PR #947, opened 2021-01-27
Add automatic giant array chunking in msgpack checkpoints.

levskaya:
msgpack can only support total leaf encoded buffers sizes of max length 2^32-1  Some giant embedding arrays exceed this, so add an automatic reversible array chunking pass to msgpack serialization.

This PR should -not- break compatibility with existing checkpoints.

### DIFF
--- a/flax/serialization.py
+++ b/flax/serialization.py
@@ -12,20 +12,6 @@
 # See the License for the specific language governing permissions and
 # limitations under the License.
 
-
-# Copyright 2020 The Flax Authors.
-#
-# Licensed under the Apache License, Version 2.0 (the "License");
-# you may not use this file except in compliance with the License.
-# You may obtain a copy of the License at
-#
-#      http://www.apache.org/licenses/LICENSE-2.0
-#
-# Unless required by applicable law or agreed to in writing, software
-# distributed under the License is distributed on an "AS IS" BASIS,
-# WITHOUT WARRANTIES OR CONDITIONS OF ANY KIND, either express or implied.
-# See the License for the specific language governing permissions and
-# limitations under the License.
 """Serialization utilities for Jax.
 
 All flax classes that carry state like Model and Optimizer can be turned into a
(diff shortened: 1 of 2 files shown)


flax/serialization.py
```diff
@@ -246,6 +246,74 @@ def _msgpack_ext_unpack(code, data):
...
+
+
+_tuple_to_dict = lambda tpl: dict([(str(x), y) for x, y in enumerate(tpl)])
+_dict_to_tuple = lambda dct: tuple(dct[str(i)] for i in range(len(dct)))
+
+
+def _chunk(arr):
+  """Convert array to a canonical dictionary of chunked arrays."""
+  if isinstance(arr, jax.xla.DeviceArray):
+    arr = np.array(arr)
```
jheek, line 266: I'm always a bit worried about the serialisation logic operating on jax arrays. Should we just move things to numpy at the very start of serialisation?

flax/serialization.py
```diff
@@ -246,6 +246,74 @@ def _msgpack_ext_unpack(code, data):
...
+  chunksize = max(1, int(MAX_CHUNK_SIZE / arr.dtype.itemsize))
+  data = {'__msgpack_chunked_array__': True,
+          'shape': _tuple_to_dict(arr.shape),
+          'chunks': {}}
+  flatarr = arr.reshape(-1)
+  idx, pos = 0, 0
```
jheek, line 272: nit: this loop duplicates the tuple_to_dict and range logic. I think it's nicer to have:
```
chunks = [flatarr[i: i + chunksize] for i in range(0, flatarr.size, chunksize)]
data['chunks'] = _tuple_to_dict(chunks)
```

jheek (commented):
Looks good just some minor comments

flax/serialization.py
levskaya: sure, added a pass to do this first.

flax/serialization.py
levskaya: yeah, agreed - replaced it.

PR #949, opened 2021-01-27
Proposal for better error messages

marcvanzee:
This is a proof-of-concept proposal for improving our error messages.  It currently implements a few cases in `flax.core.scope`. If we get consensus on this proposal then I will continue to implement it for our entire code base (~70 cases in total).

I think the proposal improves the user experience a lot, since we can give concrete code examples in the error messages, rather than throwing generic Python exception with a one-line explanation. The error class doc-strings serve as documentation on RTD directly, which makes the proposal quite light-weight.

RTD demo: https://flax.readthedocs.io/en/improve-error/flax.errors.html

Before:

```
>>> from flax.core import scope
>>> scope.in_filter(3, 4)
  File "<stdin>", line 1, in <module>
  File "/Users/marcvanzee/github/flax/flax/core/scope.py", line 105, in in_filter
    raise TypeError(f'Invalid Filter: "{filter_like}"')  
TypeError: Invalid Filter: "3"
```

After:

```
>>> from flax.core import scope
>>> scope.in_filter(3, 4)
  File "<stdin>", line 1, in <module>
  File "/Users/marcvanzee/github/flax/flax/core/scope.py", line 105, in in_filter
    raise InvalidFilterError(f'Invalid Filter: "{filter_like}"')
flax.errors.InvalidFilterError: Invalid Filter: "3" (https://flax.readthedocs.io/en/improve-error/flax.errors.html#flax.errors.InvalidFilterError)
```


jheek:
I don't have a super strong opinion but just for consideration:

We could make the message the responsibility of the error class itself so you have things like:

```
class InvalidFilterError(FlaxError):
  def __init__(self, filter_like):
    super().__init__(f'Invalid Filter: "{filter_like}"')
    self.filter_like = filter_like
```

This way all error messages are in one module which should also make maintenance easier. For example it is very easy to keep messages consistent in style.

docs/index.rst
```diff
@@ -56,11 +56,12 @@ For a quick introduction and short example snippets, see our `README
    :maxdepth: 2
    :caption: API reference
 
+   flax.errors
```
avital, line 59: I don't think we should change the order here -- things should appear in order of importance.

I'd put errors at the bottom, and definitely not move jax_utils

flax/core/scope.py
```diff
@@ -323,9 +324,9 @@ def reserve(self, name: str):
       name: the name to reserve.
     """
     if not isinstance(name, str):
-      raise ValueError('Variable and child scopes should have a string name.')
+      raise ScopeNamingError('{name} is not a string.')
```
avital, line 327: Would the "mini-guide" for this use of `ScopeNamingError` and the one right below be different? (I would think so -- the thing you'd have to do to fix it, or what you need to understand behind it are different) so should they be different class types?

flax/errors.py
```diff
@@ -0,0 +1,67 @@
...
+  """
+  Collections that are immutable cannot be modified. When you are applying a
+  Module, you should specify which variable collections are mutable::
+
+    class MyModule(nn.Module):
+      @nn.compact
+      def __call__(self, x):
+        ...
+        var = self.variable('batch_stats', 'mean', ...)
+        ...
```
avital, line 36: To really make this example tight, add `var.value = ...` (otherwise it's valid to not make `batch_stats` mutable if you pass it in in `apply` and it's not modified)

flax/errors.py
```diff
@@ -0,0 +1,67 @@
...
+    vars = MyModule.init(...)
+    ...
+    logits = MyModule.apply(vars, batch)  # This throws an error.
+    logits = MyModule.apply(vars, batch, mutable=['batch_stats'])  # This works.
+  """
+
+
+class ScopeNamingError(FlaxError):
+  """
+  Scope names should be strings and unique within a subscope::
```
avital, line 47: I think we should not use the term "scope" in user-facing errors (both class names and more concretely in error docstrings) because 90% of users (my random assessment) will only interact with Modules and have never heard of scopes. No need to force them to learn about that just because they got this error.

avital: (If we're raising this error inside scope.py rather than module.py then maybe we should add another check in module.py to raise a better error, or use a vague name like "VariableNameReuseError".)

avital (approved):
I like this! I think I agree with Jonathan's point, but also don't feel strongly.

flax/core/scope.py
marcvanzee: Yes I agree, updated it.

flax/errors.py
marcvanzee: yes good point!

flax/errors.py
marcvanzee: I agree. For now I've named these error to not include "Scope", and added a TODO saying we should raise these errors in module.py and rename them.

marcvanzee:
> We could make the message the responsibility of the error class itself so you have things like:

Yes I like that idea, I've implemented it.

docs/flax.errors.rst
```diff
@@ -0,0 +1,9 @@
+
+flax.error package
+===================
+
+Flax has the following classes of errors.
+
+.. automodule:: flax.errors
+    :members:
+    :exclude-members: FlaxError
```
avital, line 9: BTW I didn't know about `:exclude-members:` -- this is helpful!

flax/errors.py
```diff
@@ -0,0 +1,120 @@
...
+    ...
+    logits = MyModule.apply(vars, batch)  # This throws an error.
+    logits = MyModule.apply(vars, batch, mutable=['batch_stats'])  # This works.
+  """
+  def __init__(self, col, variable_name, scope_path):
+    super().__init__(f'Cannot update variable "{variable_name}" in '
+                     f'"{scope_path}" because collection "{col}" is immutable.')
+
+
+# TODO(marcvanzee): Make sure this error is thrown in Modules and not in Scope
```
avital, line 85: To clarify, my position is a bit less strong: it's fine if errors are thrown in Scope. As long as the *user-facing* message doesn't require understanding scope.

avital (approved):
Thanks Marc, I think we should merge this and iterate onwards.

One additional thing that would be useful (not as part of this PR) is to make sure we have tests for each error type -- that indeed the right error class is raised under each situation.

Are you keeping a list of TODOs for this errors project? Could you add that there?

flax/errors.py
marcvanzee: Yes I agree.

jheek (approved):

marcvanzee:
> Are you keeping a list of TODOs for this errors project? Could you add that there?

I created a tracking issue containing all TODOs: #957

TASK GOAL ▸
Scan the lines above for the word "data". Return each one that has it.

ANSWER TO THIS PROBLEM ▸
@@ -246,6 +246,74 @@ def _msgpack_ext_unpack(code, data):
@@ -246,6 +246,74 @@ def _msgpack_ext_unpack(code, data):
+  data = {'__msgpack_chunked_array__': True,
data['chunks'] = _tuple_to_dict(chunks)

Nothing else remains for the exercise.